One way to say it is that there’s a separate ladder for ability to teach the thing. You can get to e.g. the postrigorous stage in mathematics and still be bad at teaching, which requires different skills, like the ability to model students and a sense of what their most likely struggles are with various topics.
Here we go: the pattern of this conversation is “first correction, second correction, accurate belief” (see growth triplets).
Naive view: “learn from masters”
The OP is the first correction: “learn from people just above you”
Your comment is the second correction: “there are cases where teacher’s advice is better quality”
The accurate belief takes all of this into account: “it’s best learn from multiple people in a way that balances wisdom against accessibility”
I worry that some kind of fallacy of grey is going on here which loses despite being technically more accurate.
[Note: I’m not sure if this was your concern—let me know if what I write below seems off the mark.]
The most accurate belief is rarely the best advice to give; there is a reason why these corrections tend to happen in a certain order. People holding the naive view need to hear the first correction, those who overcompensated need to hear the second correction. The technically most accurate view is the one that the fewest people need to hear.
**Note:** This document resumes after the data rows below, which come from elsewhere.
PR #718, opened 2022-09-02
Add comparison data to overview controller

nanditagoclimate:
Comparisons data will now be returned in Overview API. Please refer to the [API document](https://docs.google.com/document/d/1Yxu9UyQzFU_vUlBI1W-cWzvHPZCVw4oJ12BprC835-A/edit#).

I've also renamed category BUSINESSTRIPSEMISSIONS in AccountingEmissionsCalculation to  BUSINESSTRIPS to be uniform across Climate Reports. I've tested accounting climate report generation and other actions and I did not see an issue but please have a look!


kallenilver (approved):
I haven't tried it out, but looks good as far as I can tell!

app/controllers/api/v1/overviews_controller.rb
```diff
@@ -19,10 +19,16 @@ def show
...
+        accounting_reports = Business::AccountingEmissionsCalculation.where.not(organization_id: organization.id)
+
         overview_data = yearly_emissions.present? ? Api::V1::OverviewSerializer.new(yearly_emissions) : {}
 
+        comparisons_data = (climate_reports || accounting_reports).present? ? Api::V1::ComparisonSerializer.new(climate_reports, accounting_reports).compare_average_emissions : {}
+
         render json: {
-          overview: overview_data
+          overview: overview_data,
+          comparisons: comparisons_data
```
axelsson, line 31: Why is this placed "outside" of overview? It's still a part of the same landing page, just as the subcategories/scope data is.

app/controllers/api/v1/overviews_controller.rb
```diff
@@ -19,10 +19,16 @@ def show
 
         yearly_emissions = merge_accounting_and_climate_reports(climate_reports, accounting_reports)
 
+        climate_reports = ClimateReport.where.not(organization_id: organization.id)
+        accounting_reports = Business::AccountingEmissionsCalculation.where.not(organization_id: organization.id)
+
         overview_data = yearly_emissions.present? ? Api::V1::OverviewSerializer.new(yearly_emissions) : {}
 
+        comparisons_data = (climate_reports || accounting_reports).present? ? Api::V1::ComparisonSerializer.new(climate_reports, accounting_reports).compare_average_emissions : {}
```
axelsson, line 27: As I understand it, these climate/accounting reports are from all years (not only from the latest year that we will compare with), is this how it's done in the old comparison as well?

axelsson (commented):
A couple of questions :)

app/controllers/api/v1/overviews_controller.rb
axelsson: To elaborate on this: I'm very confused now cause I looked at two older reports and in one we show the comparison data per employee but only for the categories, and in another one we show it per subcategory as well. I'm kinda sure that we settled on only showing the main categories but apparently I've missed the fact that it's show per employee. Not really sure what to do with this.

app/controllers/api/v1/overviews_controller.rb
nanditagoclimate: Agreed. But the data needed for comparisons is different from what the rest of the overview API needs. We can think of serializers as different functions is a sense and since for comparisons we need different data points, I have separated them from overview serializer.

app/controllers/api/v1/overviews_controller.rb
nanditagoclimate: 1. Yes
2. The current comparisons shows average emissions only. If we need to show emissions per employee, I think we can do that as well but I'll need @kallenilver 's help to understand how it's done in the older report generation. I don't understand that code :|

kallenilver: @nanditagoclimate I'm very slow, this is very much my bad. I'd be happy to look at the code together! Tomorrow after standup?

nanditagoclimate: No worries! Sounds great @kallenilver .

app/controllers/api/v1/comparison_serializer.rb
```diff
@@ -5,23 +5,15 @@ module V1
...
-      end
-
-      def compare_average_emissions
-        reports_count = @climate_reports.count + @accounting_reports.count
-
-        all_categories = @climate_reports.map{ |cr| cr.calculation.categories } + @accounting_reports.map { |acr| acr.categories }.flatten
-
-        average_emissions = {}
+      def average_emissions
+        emissions = {}
```
axelsson, line 10: I tried to understand how this works so I added a `puts object` here to see what the object looked like and I got this:

```
{"energy"=>49, "business_trips"=>77, "meals"=>1, "material"=>241, "other"=>82}
{"energy"=>35, "business_trips"=>553, "meals"=>1, "material"=>266, "other"=>82}
{"energy"=>0.19699432892249527410207939508506616257e2, "business_trips"=>0.20791682419659735349716446124763705104e3, "meals"=>0.527599243856332703213610586011342155e1, "material"=>0.265695652173913043478260869565217391304e3, "other"=>111}
{"energy"=>0.852215139442231075697211155378486055777e3, "business_trips"=>0.1298693227091633466135458167330677290837e4, "meals"=>0.23836653386454183266932270916334661355e2, "material"=>0.435549800796812749003984063745019920319e3, "other"=>407}
{"energy"=>0.598135728542914171656686626746506986028e3, "business_trips"=>0.3383686626746506986027944111776447105788e4, "meals"=>0.3461477045908183632734530938123752495e2, "material"=>0.234918163672654690618762475049900199601e3, "other"=>904}
```

but the resulting object I get in the response is this 

```
    "average_emissions": {
      "energy": 310,
      "business_trips": 1104,
      "meals": 13,
      "purchased_goods": 288
    }
```

and I don't understand how those numbers line up? I would've guessed that energy would be (49+35+0.2 + 0.8 + 0.5)/5 = 17.1, what am I missing?

app/controllers/api/v1/comparison_serializer.rb
```diff
@@ -5,23 +5,15 @@ module V1
...
-        @climate_reports, @accounting_reports = climate_reports, accounting_reports
-      end
-
-      def compare_average_emissions
-        reports_count = @climate_reports.count + @accounting_reports.count
-
-        all_categories = @climate_reports.map{ |cr| cr.calculation.categories } + @accounting_reports.map { |acr| acr.categories }.flatten
-
-        average_emissions = {}
+      def average_emissions
```
axelsson, line 8: Can we name this average_emissions_per_employee?

axelsson (changes requested):
The api-response does not contain the company's emissions per category per employee (only the total) which is needed for comparing with the average values.

app/controllers/api/v1/comparison_serializer.rb
nanditagoclimate: You're right about the math! Just 1 correction here. "0.19699432892249527410207939508506616257e2"  is actually 19.6 as its e^2. Then the numbers add up!

axelsson: Oooooh I totally missed the e2 in the end!

axelsson (approved):
Nice, this works! 🎉 

A small note: `emissions_per_employee` still contains the "other" category but I can just hide that in the frontend unless you wanna change it in backend.

PR #720, opened 2022-09-02
rename session cookie and set domain to allow sharing cookie with sub…

axelsson:
…domain

⬆️ The real config for prod 🤞


nanditagoclimate (approved):
Let's go 🚀

PR #721, opened 2022-09-07
remove user admins when deleting org or deactivating user

axelsson:
When removing an org or user, we need to remove the user admin entry


axelsson:
[Remove user admin when deleting org or deactivating user](https://trello.com/c/75jd01QP/969-remove-user-admin-when-deleting-org-or-deactivating-user)

app/controllers/admin/organizations_controller.rb
```diff
@@ -45,6 +45,7 @@ def update
     end
 
     def destroy
+      @organization.user_admins.destroy_all
```
nanditagoclimate, line 48: What about the organization_id in users table?

axelsson: Good point, updated!

nanditagoclimate (approved):

PR #723, opened 2022-09-11
Add key to accounting reports

nanditagoclimate:
API response updated in [API doc](https://docs.google.com/document/d/1Yxu9UyQzFU_vUlBI1W-cWzvHPZCVw4oJ12BprC835-A/edit#)

Post deploy:
1. Run "heroku run rails db:migrate -a goclimateneutral"
2. Run the below code snippet: "heroku run rails c -a goclimateneutral"
Business::AccountingEmissionsCalculation.where(key: nil).each do |acc_em|
  if acc_em.other_emissions.present?
    acc_em.update!(other_emissions: JSON(acc_em.other_emissions), key: SecureRandom.hex(20)) 
  else
    acc_em.update!(key: SecureRandom.hex(20))
  end
end


kallenilver (approved):
Looks very good!

axelsson (commented):
As i understand this still doesn't solve the problem since we're using current_user.organization.id to fetch the report key. It is only a problem for us super admins when viewing other companies in CAT. We can still find the reports in admin so I don't see why this needs to be changed?

nanditagoclimate:
With this route with key as a param, even org_admins can download the report.

axelsson:
> With this route with key as a param, even org_admins can download the report.

Yes, IF the user is from the same org, which they could before this code was changed as well, using the id instead of the key. After these changes, that still works. It still doesn't work when viewing for example Enento while not being an org admin for them, and it doesn't work after these changes either. I've tested it locally.

nanditagoclimate:
You are right Johanna, this was discussed in the standup too on Friday. It is bad design to show our database ids in the URL. That is the whole point of using keys in both climate reports and in accounting climate reports.
Also, only the org_admin should be able to view their reports as this PR does. I've tested locally too before pushing the code.
Once the user flow is figured and we roll out CAT with org_admin support, this will fall into place too.

axelsson:
> 

Okay, I thought this whole PR was related to your comment in slack (https://goclimateneutral.slack.com/archives/C02DN5FRBDK/p1662642961399499) the other day, not just adding keys. A miss in communication. :)

axelsson (approved):

PR #727, opened 2022-09-15
allow super admins to download all acc reports

nanditagoclimate:
Super admins should be able to download all acc reports.


kallenilver (approved):
🥳

PR #489, opened 2020-10-31
Fix `charts/vela-core/crds/_.yaml` generation issue

zzxwill:
Fixed the issue of `charts/vela-core/crds/_.yaml` generation
by removing unkonwn struct in pkg/commands/show.go.


wonderflow (approved):
Cool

I invoke this pattern to forestall a useless conversation about whose advice is objectively best.
In fact, I think it would be a good practice to always before giving advice, do your best to trace back to the naive view and count the reversals, and inform your reader on which level you are advising. (This is surprisingly doable if you bother to do it.)
I quite like this.
This is in no way a substantive comment on the actual material here, but it amused me and might amuse someone else:
When I saw the title of this post on the front page, I thought “Hmm, I wonder whether that’s ladders in the usual sort of metaphorical sense, or ladders as in Go—perhaps there’s some interesting analogy between those and teaching. Probably just the usual metaphor and nothing to do with Go.” Then I started reading the article and saw the words “Kiseido Go Server” and thought “Huh, I guess it’s some clever Go analogy after all.” And then I read the rest of the sentence and was enlightened :-). A nice little seesaw, and I half-wonder whether the ambiguity in the title was deliberate.
The example of Go is worth diving into more detail. There’s a type of game a master can play with a student which is explicitly called a teaching game, in which the master’s goal is explicitly to optimize for the student’s learning as opposed to winning. Done right these can probably be extremely educational, but they don’t scale well since masters just don’t have that much time.
Unfortunately I didn’t notice that and can’t think of a good way to make it work.
I think this works well for mental activities like math or Go, but it’s much less effective for physical skills. Say you’re trying to learn tennis as an absolute beginner. If you try to learn it from someone only slightly better than you, you will inevitably learn bad/incorrect/inefficient habits when you should have just learned from the ‘master’ to start.